She hadn't seen it at first of course, because she was watching the way the woods seemed to creak and groan with her presence and the wind wouldn't push her out quite as hard when the melodies left her fumbling lips. She stumbled onto it suddenly; one minute, she was on-land and dry, but leaning over the stream as she tried to catch a drifting leaf, and then the next, she'd felt the slippery scales of the spirit underneath her, and the squeal of surprise that left its beak.
"Hello." The word was warbling and high, and it made her think again, of times that were long past, times she wasn't quite supposed to remember.
The beastie looked at her, its mouth open wide, and she took in the sight of his blue-green scales, wide, black, glimmering eyes, and his tufty crest upon his head.
"I'm sorry for falling on you." She told him quietly, eyes riveted on the way his scales gleamed in the high-noon sun. "It was very rude of me."
The beastie watched her still, the shock having not receded yet, at least, not until she posed her next question.
"May I touch your scales?" she asked, "they look quite pretty."
"N-No!" It squawked, floundering in the bed of the stream, its claws making ripples in the water. "Why can you see me man-child?"
She tilted her head up, eyes catching on the pretty shape of a cloud. "I don't know.

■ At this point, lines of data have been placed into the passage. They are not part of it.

PR #752, opened 2020-03-03
Show callout kotlin sample

Rachael-E:
This PR is for the kotlin sample of show callout. Straightforward, the only thing I changed from the Java version was how we set the text (I moved it to the strings.xml file instead of concatenating in the code). Hopefully this renders ok on other devices. @hud10837 could you take a first review please? Thanks!


kotlin/show-callout/build.gradle
```diff
@@ -0,0 +1,27 @@
...
+        release {
+            minifyEnabled false
+            proguardFiles getDefaultProguardFile('proguard-android.txt'), 'proguard-rules.pro'
+        }
+    }
+}
+
+dependencies {
+    // arcgis-android & appcompat lib dependencies from rootProject build.gradle
+    implementation "com.android.support.constraint:constraint-layout:$constraintLayoutVersion"
```
hud10837: Are we supposed to use the androidx dependency here? I'm not sure, it seems that both work fine. I'll put this here anyway.

```suggestion
    implementation "androidx.constraintlayout:constraintlayout:$constraintLayoutVersion"
```

Rachael-E: oh cool, thanks for pointing that out! I checked with Trevor, yeh you're right, we should: I've updated the wiki too!

Rachael-E:
@sorenoid could you take a second look please?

I've never seen a beastie like you before." A smile filled her face, and she looked back upon the squirming creature. "You're one of the prettier ones, I think."
"Man-children, Man-women, Man-Men should not be able to see me!" It growled, and for a moment, it hesitated, eyes still shocked and confused, as it struggled to figure out what to do.
They stood, for a moment, spirit and child, entwined in a small eternity, each one locked within each other's gaze, exploring this new discovery.
And then, suddenly, the sound of her mother's voice pierce through the quiet, and the kappa jolted, slipping back into the water with a sharp twist of its shimmering body, and then it was rushing and rushing away, under the tide of the water.
She watched it leave and stayed at the bank until her mother found her again and began to scold her for leaving the tree by the fields.
"But I saw a pretty cloud, Mama." She looked up at the fretting woman's face, "And I thought I should follow it."
To anyone who reads this story: enjoy!
There will be more mystical/supernatural stuff bc death and things :)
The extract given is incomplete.